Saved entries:
---------------

PR #12728, opened 2022-04-13
Fixes Teshari and Vox clothing sprites

Tastyfish:
## About The Pull Request

The birbs are inherently snowflakey and thus naturally did break in the kapulimbs thing.
| Snowflake Bird |
|:--:|
|A visualization of teshari code|

I refactored them to share as much code as possible, with the only non-modular injection being 2 lines in each of the `update_inv_✖` functions, largely the same 2 lines except the arguments (following a regular pattern).

Their special bodytypes are now `BODYTYPE_CUSTOM` rather than vox and teshari specific ones, marking that the species contains custom snowflake code to call. 

I killed the matrix color system and refactored the tesh fallbacks to be GAGs based, so that we don't have 2 competing color systems. That technically means tesh clothing could just use the fallback configs or greyscale sprites freely if they want.

| demos |
|:--:|
| This is the ideal bird form. |

**Outstanding issue:** For some reason, vox have 2 dmi's for heads and glasses with slightly different content in each, (head_vox.dmi vs species/vox/head.dmi) & (eyes_vox.dmi vs species/vox/eyes.dmi). I biased towards the ones in the species/vox folder. A vox spriter will have to figure that mess out.

Fixes some kaplimbs bugs

## Changelog

:cl:
fix: Fixes teshari and vox clothing sprites.
refactor: Redoes how snowflake species do clothing. May cause unforseen edge case issues to look out for.
/:cl:


code/modules/mob/living/carbon/human/human_update_icons.dm
```diff
@@ -423,14 +426,14 @@ There are several things that need to be remembered:
 		var/obj/item/worn_item = head
 		var/mutable_appearance/head_overlay
 		update_hud_head(worn_item)
-		var/handled_by_bodytype = FALSE
+		var/handled_by_bodytype = TRUE
```
Gandalf2k15, line 429: ?

Tastyfish: They're supposed to be TRUE by default. It being FALSE in this proc was a typo as far as I can tell, as that would render the var useless.

Tastyfish:
Note that the linter failed due to Deltastation having duplicated pipes in a tile, not related to this PR. edit: and map merge conflict markers that are also in master*

Gandalf2k15 (approved):

PR #12748, opened 2022-04-14
[MODULAR] Self Defense Medicell

softcerv:
## About The Pull Request
Adds the Self defense Medicell that allows doctors to turn their Mediguns into far weaker energy guns. 

The cell contains both disabler and kill modes. The disabler can only fire 4 shots from a standard Medigun and has reduced stamina damage compared to the standard Skyrat disabler shot. 

The kill mode can only fire 3 shots, it uses the same projectile as the kill mode on e-guns, it is marked as harmful.

It can be ordered through cargo as a goodie and should cost around 2k cr.
 
ingame picture of the new cell texture
image

This is going with the push to make armaments more readily available to the crew, this gives doctors a unique "last resort" type option for defending themselves.

## Changelog

:cl:
add: adds in the Self Defense Medicell, allowing the Medigun to become a weaker energy gun. 
/:cl:


YakumoChen:
now we just need to make this standard on the secmedic instead of giving them a pistol

softcerv:
> now we just need to make this standard on the secmedic instead of giving them a pistol

This is actively worse than a mini-egun or a disabler. This isn't a very good option for them.

YakumoChen:
> > now we just need to make this standard on the secmedic instead of giving them a pistol
> 
> This is actively worse than a mini-egun or a disabler. This isn't a very good option for them.

good, they're a medic, not an officer

ReynTheLord:
So... why do non antag doctors need a reason to make their medicell guns into lethal weapons, instead of, if crew is arming up, using actual weapons? Sorry to be that guy but this has problems

softcerv:
> > > now we just need to make this standard on the secmedic instead of giving them a pistol
> > 
> > 
> > This is actively worse than a mini-egun or a disabler. This isn't a very good option for them.
> 
> good, they're a medic, not an officer

The design philosophy of them has them as more of a officer with a medikit rather than a medic with a gun. They don't have medical access by default anymore because of that.

softcerv:
> So... why do non antag doctors need a reason to make their medicell guns into lethal weapons, instead of, if crew is arming up, using actual weapons? Sorry to be that guy but this has problems

It's weaponizing something they already have access to, instead of getting them a new gun. 

For instance, there was an on-station threat and you wanted to arm a shaft miner, would it be more efficient to get them a new gun that isn't part of their regular job gear, or give them something that can make the weapon they already have into a somewhat viable tool for on-station combat?

That last remark seems very unneeded.

SpookyTheFox:
I recommend taking a look at other weapons available, and their cost to obtain, as well as their opportunity cost to use in combat. You need to be in the range of 160-300 raw damage per magazine to have a credible self defense weapon, and this has... 60. There's a strong danger here of the weapon being totally pointless because anyone who knows the values will know that it's unconditionally safe to face tank the weapon, and thus the operator takes a total loss on opportunity cost versus any other means of fighting. That's also not enough for PvE/maint mobs, which is a key design metric. I recommend reducing your energy cost to one half or one third of the values you've selected, to get more shots into the gun. Switching the beams to heavy beams might be a solution, but it still comes in a little low.

softcerv:
> I recommend taking a look at other weapons available, and their cost to obtain, as well as their opportunity cost to use in combat. You need to be in the range of 160-300 raw damage per magazine to have a credible self defense weapon, and this has... 60. There's a strong danger here of the weapon being totally pointless because anyone who knows the values will know that it's unconditionally safe to face tank the weapon, and thus the operator takes a total loss on opportunity cost versus any other means of fighting. That's also not enough for PvE/maint mobs, which is a key design metric. I recommend reducing your energy cost to one half or one third of the values you've selected, to get more shots into the gun. Switching the beams to heavy beams might be a solution, but it still comes in a little low.

Thinking about it, I'd be fine nerfing the cost amount a bit. I mostly just want to avoid this becoming a replacement for an actual energy gun, I also have to take into account how effective all of this would be inside of the CMO's energy gun (which auto recharges.) That, and I don't want the gun to excel at both healing and killing

YakumoChen:
I think its fine as it is or with only another shot at best. It's more of a deterrent than anything, it shouldn't be optimal for combat at all. Especially since you don't want to give the CMO an easy AEG. 

Doctors have laser scalpels and such to follow up in combat with, if needed.

softcerv:
> I think its fine as it is or with only another shot at best. It's more of a deterrent than anything, it shouldn't be optimal for combat at all. Especially since you don't want to give the CMO an easy AEG.
> 
> Doctors have laser scalpels and such to follow up in combat with, if needed.

That and a large range of anesthetics to use. Medical can fuck people up if they have the proper momentum to do so.

Draganfrukts:
Heavily discourage a "medical" item from being able to lethal people. You could try something akin to the pepper ball bullets

softcerv:
> Heavily discourage a "medical" item from being able to lethal people. You could try something akin to the pepper ball bullets

A lot of medical items can already be shockingly lethal if used in the right hands. Even items like SmartDarts can be used to kill someone. Especially considering that we have guncargo now, I think this is something that's reasonable to have.

softcerv:
I think I have some better ways that I want to handle this, I am going to close this for now while I figure all of that out.

PR #12246, opened 2022-03-23
ACTUALLY FIX RESTRICTED JOBS ROLLING ANTAGONIST

Gandalf2k15:
Yes. This SHOULD work.

:cl:
add: You should no longer roll antagonist as a restricted role.
/:cl:

PR #12778, opened 2022-04-15
[NON-MODULAR] Hopefully prevents Chaplains from rolling Heretic

theselfish:
## About The Pull Request

Title.
I would have looked into the way https://github.com/Skyrat-SS13/Skyrat-tg/pull/12246 done it. But that seems to prevent them from rolling *any* antag. Which isn't what the ruling said.

image

## Changelog

:cl:
del: Chaplain can no longer be heretical to their own religion. However, that worked.
/:cl:


GoldenAlpharex:
That would work, but we can also just change that in the config ourselves.

theselfish:
> That would work, but we can also just change that in the config ourselves.

Go ahead.

I just done this because of the mention in the ruling.

GoldenAlpharex:
I edited the config so this wouldn't be possible in the future, thanks for the PR anyway :)

PR #12780, opened 2022-04-15
Fixes several issues with the Skyrat maps

Cenrus:
## About The Pull Request

Stops the roundstart AT errors caused by skyrat maps, and eliminates a couple of duplicate APCs where I could find them.

The river in the ghost cafe was causing a lot of AT errors because of the air difference in turfs, this should no longer be an issue.

## Changelog

:cl:
fix: fixed multiple active turf errors
/:cl:


_maps/RandomRuins/LavaRuins/skyrat/lavaland_surface_ash_walker1_skyrat.dmm
```diff
@@ -1615,7 +1615,9 @@
 "WN" = (
 /obj/structure/curtain/bounty,
 /obj/structure/table,
-/turf/open/floor/iron,
+/turf/open/floor/iron{
```
GoldenAlpharex: I feel like this should probably not be just a varedit, it should likely be its own tile subtype, so that it can be re-used in the future, if need be.

_maps/map_files/generic/CentCom_skyrat_z2.dmm
```diff
@@ -6549,6 +6549,11 @@
 /obj/effect/turf_decal/vg_decals/numbers/six,
 /turf/open/floor/iron/dark,
 /area/cruiser_dock)
+"dWZ" = (
+/turf/open/misc/beach/coastline_b{
```
GoldenAlpharex, line 6553: Is there no directional variants that already exist in the code, so you don't have to set the dir yourself? If not, it's fine, I suppose, but still could be nice.

GoldenAlpharex (changes requested):

_maps/RandomRuins/LavaRuins/skyrat/lavaland_surface_ash_walker1_skyrat.dmm
Cenrus: I had a look at other ruin maps and they all seem to use var edited gas mixes. Not a very good practice so I've added a lavaland atmos subtype of iron tiles to the modular directory.

_maps/map_files/generic/CentCom_skyrat_z2.dmm
Cenrus: No directional variants, had to do it myself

---------------

▸ **Goal of the exercise**:
Search the records above for the string "floor" and copy each line that holds it.

▸ **Answer for the task**:
-/turf/open/floor/iron,
+/turf/open/floor/iron{
 /turf/open/floor/iron/dark,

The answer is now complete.